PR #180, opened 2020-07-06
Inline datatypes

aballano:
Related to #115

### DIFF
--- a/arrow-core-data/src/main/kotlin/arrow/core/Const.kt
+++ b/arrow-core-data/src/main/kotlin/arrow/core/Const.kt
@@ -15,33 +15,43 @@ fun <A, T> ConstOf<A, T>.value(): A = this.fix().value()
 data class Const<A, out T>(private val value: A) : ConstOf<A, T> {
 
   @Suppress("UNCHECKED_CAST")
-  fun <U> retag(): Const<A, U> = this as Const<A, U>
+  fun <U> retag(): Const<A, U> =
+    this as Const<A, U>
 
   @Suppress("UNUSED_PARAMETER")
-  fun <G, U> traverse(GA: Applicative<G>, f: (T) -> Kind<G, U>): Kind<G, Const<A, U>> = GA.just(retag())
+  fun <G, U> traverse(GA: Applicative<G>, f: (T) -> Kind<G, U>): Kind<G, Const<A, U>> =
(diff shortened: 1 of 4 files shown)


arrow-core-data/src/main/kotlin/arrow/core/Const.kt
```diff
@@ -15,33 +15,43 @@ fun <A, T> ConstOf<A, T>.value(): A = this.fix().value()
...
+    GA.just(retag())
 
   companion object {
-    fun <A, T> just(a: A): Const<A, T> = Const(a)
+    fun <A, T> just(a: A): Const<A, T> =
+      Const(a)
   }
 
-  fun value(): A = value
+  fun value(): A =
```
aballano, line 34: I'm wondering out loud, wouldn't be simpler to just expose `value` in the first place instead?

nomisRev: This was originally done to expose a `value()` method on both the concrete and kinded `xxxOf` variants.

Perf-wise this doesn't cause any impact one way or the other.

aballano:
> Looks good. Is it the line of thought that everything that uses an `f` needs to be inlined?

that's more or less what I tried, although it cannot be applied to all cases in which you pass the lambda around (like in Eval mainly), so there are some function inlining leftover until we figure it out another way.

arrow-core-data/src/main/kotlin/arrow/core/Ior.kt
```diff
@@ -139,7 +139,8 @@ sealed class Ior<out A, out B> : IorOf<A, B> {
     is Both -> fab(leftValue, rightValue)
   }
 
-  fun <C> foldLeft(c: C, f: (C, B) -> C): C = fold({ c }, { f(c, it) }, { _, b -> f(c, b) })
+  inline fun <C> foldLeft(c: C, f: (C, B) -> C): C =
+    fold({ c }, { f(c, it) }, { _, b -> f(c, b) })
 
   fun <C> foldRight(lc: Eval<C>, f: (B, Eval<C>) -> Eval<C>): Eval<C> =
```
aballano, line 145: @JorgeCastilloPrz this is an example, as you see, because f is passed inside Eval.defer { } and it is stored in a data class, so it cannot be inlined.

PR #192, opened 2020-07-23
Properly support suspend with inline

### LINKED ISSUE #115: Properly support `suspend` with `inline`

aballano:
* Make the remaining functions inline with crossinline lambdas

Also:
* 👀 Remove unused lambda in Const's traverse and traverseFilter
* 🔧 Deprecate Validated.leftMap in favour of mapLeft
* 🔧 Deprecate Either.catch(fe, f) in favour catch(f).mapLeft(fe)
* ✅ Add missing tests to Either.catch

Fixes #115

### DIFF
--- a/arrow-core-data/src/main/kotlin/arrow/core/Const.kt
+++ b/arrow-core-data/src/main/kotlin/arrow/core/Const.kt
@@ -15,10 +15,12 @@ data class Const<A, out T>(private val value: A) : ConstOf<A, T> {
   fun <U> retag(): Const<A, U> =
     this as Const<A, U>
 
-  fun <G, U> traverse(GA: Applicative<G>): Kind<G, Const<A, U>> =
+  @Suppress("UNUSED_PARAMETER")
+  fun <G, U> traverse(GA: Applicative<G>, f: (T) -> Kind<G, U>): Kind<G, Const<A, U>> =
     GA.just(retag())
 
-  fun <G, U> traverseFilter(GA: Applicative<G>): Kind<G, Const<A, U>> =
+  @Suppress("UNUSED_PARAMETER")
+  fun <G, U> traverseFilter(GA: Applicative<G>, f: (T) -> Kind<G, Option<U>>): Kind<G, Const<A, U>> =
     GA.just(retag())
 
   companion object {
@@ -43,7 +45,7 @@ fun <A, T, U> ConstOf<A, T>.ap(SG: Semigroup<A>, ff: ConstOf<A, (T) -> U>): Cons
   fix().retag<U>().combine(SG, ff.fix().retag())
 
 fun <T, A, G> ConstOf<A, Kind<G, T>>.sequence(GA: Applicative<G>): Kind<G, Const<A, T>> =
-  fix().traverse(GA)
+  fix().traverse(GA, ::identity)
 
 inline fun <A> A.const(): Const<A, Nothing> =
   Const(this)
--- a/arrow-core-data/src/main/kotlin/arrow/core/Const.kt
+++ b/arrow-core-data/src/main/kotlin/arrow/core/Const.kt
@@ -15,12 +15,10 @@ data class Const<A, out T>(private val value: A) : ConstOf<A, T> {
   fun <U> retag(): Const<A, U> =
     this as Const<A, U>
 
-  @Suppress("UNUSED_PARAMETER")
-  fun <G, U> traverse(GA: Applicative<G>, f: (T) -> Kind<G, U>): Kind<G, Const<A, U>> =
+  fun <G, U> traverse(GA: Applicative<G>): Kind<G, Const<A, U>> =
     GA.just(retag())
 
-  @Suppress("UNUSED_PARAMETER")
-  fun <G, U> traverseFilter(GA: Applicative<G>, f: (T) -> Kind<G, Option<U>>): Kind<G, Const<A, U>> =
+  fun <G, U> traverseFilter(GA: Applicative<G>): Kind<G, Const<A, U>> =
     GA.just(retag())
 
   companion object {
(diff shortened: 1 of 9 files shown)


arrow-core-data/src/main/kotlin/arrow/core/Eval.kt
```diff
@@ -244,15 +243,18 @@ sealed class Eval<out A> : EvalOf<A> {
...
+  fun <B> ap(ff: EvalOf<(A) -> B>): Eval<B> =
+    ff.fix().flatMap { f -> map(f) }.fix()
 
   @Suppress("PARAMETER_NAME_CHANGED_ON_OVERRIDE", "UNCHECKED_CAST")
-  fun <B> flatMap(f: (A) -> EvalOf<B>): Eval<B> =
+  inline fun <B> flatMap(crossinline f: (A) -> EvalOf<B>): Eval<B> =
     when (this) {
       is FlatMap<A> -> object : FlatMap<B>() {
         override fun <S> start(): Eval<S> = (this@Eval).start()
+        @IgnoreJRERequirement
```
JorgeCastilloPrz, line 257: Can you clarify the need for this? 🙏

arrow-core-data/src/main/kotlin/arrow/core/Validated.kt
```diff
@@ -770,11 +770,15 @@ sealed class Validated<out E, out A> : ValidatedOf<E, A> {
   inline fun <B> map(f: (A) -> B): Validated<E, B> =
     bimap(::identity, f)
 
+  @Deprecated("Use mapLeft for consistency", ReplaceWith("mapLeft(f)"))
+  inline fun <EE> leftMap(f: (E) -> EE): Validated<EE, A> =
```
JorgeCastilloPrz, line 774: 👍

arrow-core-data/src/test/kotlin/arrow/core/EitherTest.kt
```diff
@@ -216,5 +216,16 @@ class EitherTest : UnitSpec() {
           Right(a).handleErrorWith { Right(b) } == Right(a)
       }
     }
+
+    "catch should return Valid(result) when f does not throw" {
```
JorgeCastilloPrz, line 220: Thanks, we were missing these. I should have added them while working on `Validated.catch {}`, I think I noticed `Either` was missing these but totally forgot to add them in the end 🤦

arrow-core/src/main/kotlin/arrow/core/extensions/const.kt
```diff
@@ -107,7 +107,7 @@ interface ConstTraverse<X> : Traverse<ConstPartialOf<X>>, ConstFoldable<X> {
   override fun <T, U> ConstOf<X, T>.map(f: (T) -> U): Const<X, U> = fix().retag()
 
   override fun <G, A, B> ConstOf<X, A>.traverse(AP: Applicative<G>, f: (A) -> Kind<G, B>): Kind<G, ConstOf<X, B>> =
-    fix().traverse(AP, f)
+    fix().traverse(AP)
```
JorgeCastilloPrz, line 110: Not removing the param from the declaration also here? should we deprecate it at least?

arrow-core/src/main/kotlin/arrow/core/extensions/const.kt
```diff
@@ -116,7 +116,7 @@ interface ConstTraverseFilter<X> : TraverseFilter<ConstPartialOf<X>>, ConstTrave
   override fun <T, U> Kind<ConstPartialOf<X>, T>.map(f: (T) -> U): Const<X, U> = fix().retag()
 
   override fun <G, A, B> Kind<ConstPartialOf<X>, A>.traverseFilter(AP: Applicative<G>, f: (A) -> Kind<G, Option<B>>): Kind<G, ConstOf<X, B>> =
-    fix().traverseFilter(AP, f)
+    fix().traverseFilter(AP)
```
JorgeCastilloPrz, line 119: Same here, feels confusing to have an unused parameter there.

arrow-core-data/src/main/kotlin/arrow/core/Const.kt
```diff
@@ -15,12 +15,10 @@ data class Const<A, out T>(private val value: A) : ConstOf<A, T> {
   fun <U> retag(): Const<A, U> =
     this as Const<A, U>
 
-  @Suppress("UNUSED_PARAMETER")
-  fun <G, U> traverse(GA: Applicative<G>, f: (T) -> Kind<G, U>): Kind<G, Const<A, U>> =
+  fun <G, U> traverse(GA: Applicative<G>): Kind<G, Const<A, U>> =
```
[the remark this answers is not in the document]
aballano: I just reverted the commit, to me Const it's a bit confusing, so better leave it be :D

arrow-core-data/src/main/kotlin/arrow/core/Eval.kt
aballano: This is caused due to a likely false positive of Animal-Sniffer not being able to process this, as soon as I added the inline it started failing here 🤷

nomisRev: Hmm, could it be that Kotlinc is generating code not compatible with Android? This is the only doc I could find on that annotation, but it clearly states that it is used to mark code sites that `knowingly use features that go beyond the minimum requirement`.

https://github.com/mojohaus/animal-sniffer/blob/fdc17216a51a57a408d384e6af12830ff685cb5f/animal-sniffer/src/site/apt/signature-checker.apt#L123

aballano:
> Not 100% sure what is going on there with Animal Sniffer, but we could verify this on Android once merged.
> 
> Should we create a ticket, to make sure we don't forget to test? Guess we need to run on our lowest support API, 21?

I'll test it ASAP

────────

Exercise requirements> Make a list of all lines in the data that contain "private".

Answer section>
 data class Const<A, out T>(private val value: A) : ConstOf<A, T> {
@@ -15,10 +15,12 @@ data class Const<A, out T>(private val value: A) : ConstOf<A, T> {
@@ -15,12 +15,10 @@ data class Const<A, out T>(private val value: A) : ConstOf<A, T> {
@@ -15,12 +15,10 @@ data class Const<A, out T>(private val value: A) : ConstOf<A, T> {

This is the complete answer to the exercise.